Alex Salmond used to argue for “full fiscal autonomy”. Now he argues for mere “full fiscal responsibility”. The SNP don't even really want full independence. In the 2014 referendum, they argued they would keep the pound, but demanded representation in the Bank of England, which the UK government were right to refuse. And of course they originally argued that “DevoMax”, their preferred option, should be an option on the ballot paper. Not bravehearts, but "fakehearts".
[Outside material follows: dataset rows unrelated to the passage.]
Issue #11534, opened 2026-08-14
setup.sh ios builds an app that hangs on the splash screen when the local backend harness isn't running


formed2forge:
`bash setup.sh ios` builds, installs and launches an app that then hangs on the splash screen, with no error and no indication of the cause, whenever the local backend harness is not running.

Reproduced today on an iOS device build from current `main`. `setup.sh ios` (the non-beta branch, `setup.sh:417-420`) is the *local-dev* path: it writes

```
API_BASE_URL=http://127.0.0.1:8000/
USE_WEB_AUTH=true
USE_AUTH_CUSTOM_TOKEN=true
```

into `app/.dev.env` and passes `--dart-define=OMI_FIREBASE_AUTH_EMULATOR_HOST=127.0.0.1`. With nothing listening on port 8000 the app waits on a backend that does not exist. The build itself succeeds, so every signal a contributor has says the setup worked.

Two things make this hard to self-diagnose:

1. **The prerequisite is invisible.** `setup.sh` neither starts the harness nor checks for it, and never mentions it. (Docs for this are proposed separately in #11532.)
2. **`127.0.0.1` is the phone's loopback, not the Mac's.** Even with the harness running, a physical iOS device cannot reach it. `setup.sh` honours `OMI_DEV_HOST` (`setup.sh:53`) for exactly this, but nothing tells a contributor they need it or what to set it to.

Suggested shape, deliberately small: before building, check whether the configured `API_BASE_URL` is reachable, and if not, fail with a message naming the harness and the `OMI_DEV_HOST` override — rather than producing an app that looks fine and hangs. Failing fast is the whole point; the current behaviour spends a full iOS build before stranding the developer.

For context on why the local harness is the only option here: the prod-simulating path (`setup.sh ios beta`, targeting `https://api.omiapi.com/`) is gated behind `FIREBASE_SERVICE_ACCOUNT_KEY` and so is unavailable to community contributors by design. Production Firebase tokens are also rejected against that backend, so pointing a dev build at production yields a sign-in that appears to succeed while every call fails.

Found while verifying the iOS community-build signing work (#7641), which is unrelated to this and does not introduce it — this reproduces on `main` today.

formed2forge:
**Correcting my own framing.** I filed this as "hangs when the local backend harness *isn't* running." That is not the real problem, and I don't want the title to send anyone down the wrong path.

[...]

Issue #11533, opened 2026-08-14
make dev-init fails in a git worktree: dev-init.sh assumes .git is a directory


formed2forge:
`make dev-init` fails when run from a git worktree, because `scripts/dev-harness/dev-init.sh:33` assumes `.git` is a directory:

```bash
hook=".git/hooks/pre-commit"
if [ ! -f "$hook" ]; then
  ln -s -f ../../scripts/pre-commit "$hook"
```

In a linked worktree `.git` is a **file** containing a `gitdir:` pointer, not a directory, so `.git/hooks/` does not exist and the symlink cannot be created. Observed on this machine:

```
main checkout   /Users/tim/DevProjects/omi                 .git is a directory
worktree        /Users/tim/DevProjects/omi-worktrees/…     .git is a FILE
                                                            (gitdir: …/.git/worktrees/…)

in the worktree:  .git/hooks           DOES NOT EXIST
                  git rev-parse --git-path hooks   → /Users/tim/DevProjects/omi/.git/hooks
```

This bites the workflow the repo itself recommends: AGENTS.md says *"Always work in a git worktree for code changes (`git worktree add`)"*, so a contributor following that guidance and then running `make dev-init` hits it immediately. It also lands late in the script — after `pip install -r backend/requirements.txt` has already run — so the failure costs a full dependency install first.

Git provides the worktree-safe lookup:

```bash
hook="$(git rev-parse --git-path hooks)/pre-commit"
```

`git rev-parse --git-path` resolves correctly in both a main checkout and a linked worktree. (`make setup` already advertises "installs repo Git hooks … with linked-worktree-safe paths", so the correct approach exists in the repo — `dev-init.sh` just doesn't use it.)

Worth checking the rest of `scripts/dev-harness/` for the same assumption while fixing; this was the only `.git` reference in `dev-init.sh` itself.

formed2forge:
The downstream consequence is worth recording, because the worktree failure is not where a contributor feels it.

`dev-init.sh` is the **only** thing that installs backend requirements (`scripts/dev-harness/dev-init.sh:30`, `pip install -q -r backend/requirements.txt`), and the hook line that fails in a worktree is at `:33` — *after* that install in the happy path, but a contributor who hits the failure and re-runs, or who runs it in a worktree from the start, can easily end up with a venv that is not fully provisioned.

[...]

PR #11569, opened 2026-08-14
fix(dev-harness): detect prerequisites that are present but unusable

formed2forge:
## Problem

Getting the local dev harness up on a clean Mac took about an hour, and both blockers presented as the *same* misleading failure — a 135-second wait ending in:

```
Health checks failed:
  - firestore: not healthy after 45s at http://127.0.0.1:8085/
  - auth: not healthy after 90s at http://127.0.0.1:9099/
```

Neither emulator was the problem. The message names the wrong components, so the natural next step is to go debugging Firestore.

## Two fixes

**1. `npx firebase-tools` blocked forever on an install prompt.** `_firebase_command()` built `["npx", "firebase-tools"]`. On a machine without firebase-tools, npx asks `Need to install the following packages: firebase-tools@15.27.0 / Ok to proceed? (y)` — but the emulator runs detached with stdout redirected to a log file, so nothing can answer and it blocks indefinitely. The entire `firebase-emulators.log` was that prompt, printed twice, with no other output. Fixed by passing `--yes`.

**2. The java preflight passed on every Mac.** The check was `_which("java")`. macOS ships a stub at `/usr/bin/java` that is always present and exits 1 with "Unable to locate a Java Runtime" when no JDK is installed:

```
$ ls -la /usr/bin/java     -> exists, 135376 bytes
$ java -version            -> "Unable to locate a Java Runtime", exit 1
$ shutil.which("java")     -> /usr/bin/java          <- false pass
```

So the preflight always passed on the platform the harness primarily targets, and the missing JVM surfaced 135 seconds later as the health-check timeout above. Replaced with `_java_runtime_present()`, which runs `java -version` and checks the exit code.

## Verification

```
$ bash scripts/dev-harness/run-tests.sh
85 passed, 9 skipped
```

Four new tests cover both fixes: the macOS stub exiting non-zero is not a runtime, a real runtime is, the missing runtime is reported as a prerequisite, and the npx invocation carries `--yes`.

Exercised the real path, not just the tests:

- **Before:** on a Mac with no JDK, `make dev-up` waited 135s and blamed firestore/auth.
- **After:** it names the real blocker in ~2s — `java runtime (required by the Firestore and Auth emulators; install one with 'brew install --cask temurin' ...)`. Installed Temurin, re-ran, and the harness came up.
- The `--yes` path is the one actually taken on this machine (`which firebase` -> not found), and `firebase-emulators.log` went from containing *only* `Ok to proceed? (y)` to showing a started Emulator Hub on port 4400.

## Notes

`--yes` converts the hang into a silent first-run download of `firebase-tools@15.27.0`. That is a deliberate trade — a slow first run beats an infinite hang — but worth stating, since `prerequisite_report` accepts `_which("npx")` without checking firebase-tools is actually installed.

Related contributor-onboarding issues found on the same path: #11533 (`make dev-init` fails in a git worktree) and #11534.

Failure-Class: none

<a href="https://cubic.dev/pr/BasedHardware/omi/pull/11569?utm_source=github" target="_blank" rel="noopener noreferrer" data-no-image-dialog="true"><picture><source media="(prefers-color-scheme: dark)" srcset="https://www.cubic.dev/buttons/review-in-cubic-dark.svg"><source media="(prefers-color-scheme: light)" srcset="https://www.cubic.dev/buttons/review-in-cubic-light.svg">Review in cubic</picture></a>

### DIFF
--- a/scripts/dev-harness/dev_harness/cli.py
+++ b/scripts/dev-harness/dev_harness/cli.py
@@ -283,6 +283,27 @@ def _python_importable(module: str) -> bool:
     )
 
 
+def _java_runtime_present() -> bool:
+    """Report whether a usable JVM exists, not merely whether `java` is on PATH.
+
+    macOS ships a stub at /usr/bin/java that is always present and exits 1 with
+    "Unable to locate a Java Runtime" when no JDK is installed, so a PATH lookup
+    passes on every Mac. Running the binary is the only check that distinguishes
+    the stub from a real runtime.
+    """
+    if not _which("java"):
+        return False
+    try:
+        return (
+            subprocess.run(
+                ["java", "-version"], stdout=subprocess.DEVNULL, stderr=subprocess.DEVNULL, timeout=30
+            ).returncode
+            == 0
+        )
+    except (OSError, subprocess.SubprocessError):
+        return False
+
+
 def prerequisite_report(cfg: config.HarnessConfig) -> tuple[list[str], list[str]]:
     missing: list[str] = []
     warnings: list[str] = []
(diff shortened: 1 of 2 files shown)


kodjima33 (approved):
Correctly diagnosed: /usr/bin/java stub always passes a PATH check, and detached npx blocks on its install prompt. Both fixes are minimal and covered by tests.

PR #11571, opened 2026-08-14
fix(desktop): unblock the red Swift test lane — 77 failures across 4 suites (#11563)

kodjima33:
## Bug

`Desktop Swift Static & Test Contracts` has been red on **every** desktop PR since `15a51fb985` (2026-08-14 02:10 EDT), so no desktop change could reach `main` and the release train had no qualification signal. `main` reads green only because the lane is path-filtered: `Detect Desktop Swift Changes` skips the test job on every commit that does not touch `desktop/macos/**`, so the red only appears on desktop PRs. Filed as #11563.

| Suite | Failures |
|---|---|
| `ShellModalScrimTests` | 74 |
| `GlassSurfaceReviewRegressionTests` | 1 |
| `ProactiveLaneClientTests` | 2 |
| `ChatCitationTests` | 1 |

## Root causes

**1. 75 of the 77 — the hit-region marker paints.** `InkGlassHitRegionReporter` mounts a zero-drawing AppKit marker so a transparent window can tell visible content from air. `ImageRenderer` cannot rasterise an `NSViewRepresentable` and substitutes an **opaque placeholder** for it, so every pixel-truth test of a surface that mounts one measured the placeholder covering the marker's whole host: the modal dim read as painting to the window's edge — which on this window is the user's wallpaper — and the glass panel's rounded corner read as filled. Measured directly: `Color.clear.background(InkGlassHitRegionReporter())` rendered at 40×40 came back fully opaque (centre RGBA `255,56,60,255`), where `Color.clear` alone is `0,0,0,0`.

Fix: mount the marker at **zero opacity**. The placeholder contributes no pixels while the AppKit view stays mounted, unhidden and registered — SwiftUI applies opacity to the host layer, not to the view's own `alphaValue`, which is what `InkGlassHitRegions.containsPoint` reads. `InkGlassHitRegionReporterTests` pins **both** halves, because simply dropping the reporter would satisfy the paint half and silently return the shell to passing clicks through its own modals.

**2. The 2 in `ProactiveLaneClientTests`.** `testLaterShorterRetryWindowDoesNotShortenActiveCooldown` (`ff974901b6`) asserted a request count an armed cooldown makes unreachable: the two 429s were issued sequentially, but the cooldown short-circuits the network before the second request is built, so the shorter `Retry-After` was never parsed. The two attempts now overlap on a rendezvous — the only way a second window is ever observed — so the max-deadline preservation the test is named for is actually exercised.

**3. The 1 in `ChatCitationTests` — a fourth failure #11563 did not record.** `testRewindCitationFocusIsOneShotAndPreservesExactScreenshotID` has failed on every CI run of this lane since #11519 landed, and passes locally.

`RewindCaptureOwnerSnapshot` resolves an owner id two different ways: `capture()` prefers the authorization snapshot's owner (from the persistent `auth_userId` default), while `isCurrent()` compares against `RewindDatabase.currentUserId ?? "anonymous"`, which is in-memory and starts nil in a fresh process. `swift-test-suites.sh` runs each suite in its own process, but UserDefaults is on disk and outlives all of them — so on a runner where an earlier suite left `auth_userId` set, the focus request captured owner `"X"` and `consume()` compared it against `"anonymous"` and refused.

Fix: pin the two owner sources together for the duration of the test. The assertion is about the one-shot handoff contract, not owner plumbing.

## What I tested

- **Reproduced the CI failure locally**, which is what previous attempts were missing: setting `auth_userId` in the test process before the unmodified test turns it red with CI's exact message — `XCTAssertEqual failed: ("nil") is not equal to ("Optional(42)")`. With the fix and that default still set: 18/18 green. With it cleared: 18/18 green.
- `xcrun swift test --filter` on all four suites the lane reports, **77 failures → 0**:
  - `ChatCitationTests` 18/18
  - `ShellModalScrimTests` 7/7
  - `GlassSurfaceReviewRegressionTests` 3/3
  - `ProactiveLaneClientTests` 11/11
  - `InkGlassHitRegionReporterTests` 2/2 (new)
- `scripts/pre-push` bounded gate passed.

## Follow-up, deliberately not in this PR

The divergence between the two owner sources in `RewindCaptureOwnerSnapshot` is a real product defect — any snapshot captured before `RewindDatabase.currentUserId` is resolved at launch can never validate, so frames and citation handoffs are silently dropped in that window. Narrowing a fail-closed ownership fence is not a change to make alongside a CI unblock; filed as #11572.

Failure-Class: none

### DIFF
--- a/desktop/macos/Desktop/Sources/Theme/InkGlassHitRegions.swift
+++ b/desktop/macos/Desktop/Sources/Theme/InkGlassHitRegions.swift
@@ -70,12 +70,27 @@ package final class InkGlassHitRegionView: NSView {
 
 /// SwiftUI mount for the marker. Attach as a `.background` so it spans exactly the surface that
 /// should own the pointer.
-package struct InkGlassHitRegionReporter: NSViewRepresentable {
+///
+/// Mounted at zero opacity, which is load-bearing rather than decorative. The marker paints nothing
+/// on screen, but `ImageRenderer` cannot rasterise an `NSViewRepresentable` and substitutes an
+/// opaque placeholder for it — so a marker at full opacity reads as *painted content covering its
+/// whole host* to every pixel-truth test of a surface that mounts one, which is a claim about the
+/// app that is not true. At zero opacity the placeholder contributes no pixels while the AppKit view
+/// stays mounted, unhidden and registered — SwiftUI applies the opacity to the host layer, not to the
+/// view's own `alphaValue`, which is what `InkGlassHitRegions.containsPoint` reads.
+/// `InkGlassHitRegionReporterTests` holds both halves.
+package struct InkGlassHitRegionReporter: View {
   package init() {}
 
-  package func makeNSView(context: Context) -> InkGlassHitRegionView {
+  package var body: some View {
+    InkGlassHitRegionMarker().opacity(0)
+  }
+}
+
+private struct InkGlassHitRegionMarker: NSViewRepresentable {
+  func makeNSView(context: Context) -> InkGlassHitRegionView {
     InkGlassHitRegionView(frame: .zero)
   }
 
-  package func updateNSView(_ view: InkGlassHitRegionView, context: Context) {}
+  func updateNSView(_ view: InkGlassHitRegionView, context: Context) {}
 }
--- a/desktop/macos/Desktop/Tests/ChatCitationTests.swift
+++ b/desktop/macos/Desktop/Tests/ChatCitationTests.swift
@@ -291,6 +291,14 @@ final class ChatCitationTests: XCTestCase {
 
   @MainActor
   func testRewindCitationFocusIsOneShotAndPreservesExactScreenshotID() {
+    // The handoff is owner-scoped, and it reads two owner sources that are ambient here:
+    // `auth_userId` is a persistent UserDefaults value that outlives every suite process on a
+    // CI runner, while `RewindDatabase.currentUserId` starts nil in each one. Pin them to the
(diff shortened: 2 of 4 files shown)


kodjima33:
Closing without merging — CI cannot go green for reasons that have nothing to do with this diff, and an open PR nobody will merge is worse than a closed one with the evidence written down. The branch `watchdog/issue-11563-desktop-swift-lane-red` is kept at 44b39a7a5a, rebased and ready to reopen.

**What this PR proved.** All four assertion suites go to zero, confirmed by CI run [31809160446](https://github.com/BasedHardware/omi/actions/runs/31809160446): `ShellModalScrimTests`, `GlassSurfaceReviewRegressionTests`, `ProactiveLaneClientTests` and `ChatCitationTests` are all absent from its failure list, where every earlier run of this lane had them. 77 assertion failures → 0.

**Why it is still red.** Three suites crash with `signal code 11` — `AgentPillLifecycleTests`, `ChatTimelineContinuityTests`, `MarkdownNestedScrollTests`. They are not mine: they crash identically on [31795097198](https://github.com/BasedHardware/omi/actions/runs/31795097198) (`security/transport-egress`), [31778872737](https://github.com/BasedHardware/omi/actions/runs/31778872737) (#11553) and [31779149249](https://github.com/BasedHardware/omi/actions/runs/31779149249) (#11559), none of which contain a commit from this branch. So #11563 undercounted the lane at 3 suites; it is 7. Filed as #11573, with the evidence that the crash point moves between runs and that all three pass when the built bundle is driven directly on a local machine.

Reopen this the moment #11573 lands — the diff is rebased, the manifest checks pass, and the four suites are proven.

Read more: A second referendum is now "inevitable", says Sturgeon
But perversely, the SNP leadership have come out of the Scottish referendum as the biggest winners. SNP took all but two Scottish seats in the 2015 general election. Moreover, in an attempt to appease SNP sentiment, Westminster has devolved the new powers on the Scottish Parliament. The SNP leadership is enjoying power in Scotland they never dreamed of. Why put this at risk by forcing a second referendum they could not win?
The problem which the SNP has whipped up for themselves is that most of the SNP’s 100,000 new members comprise the new Corbynista-type, anti-English radicals. They think “one more heave” will rid them of the English, but Salmond and Sturgeon have wiser heads on their shoulders. SNP “threats” of another referendum are not real threats, but attempts to placate the anti-English rage in their own party.
Finally, just consider this. In the run-up to the 2014 Scottish vote, the EU Commission President made it clear that Scotland could not simply walk out of the UK and join the EU as a member state. It would be even more difficult for them to join the EU if the UK as whole voted to leave it.
So if the SNP is stupid enough to force a second Scottish independence referendum on the back of Brexit, as a Scottish businessman close to the 2014 Better Together campaign recently told me, it would make an SNP independence referendum victory all the more impossible. And privately they know that.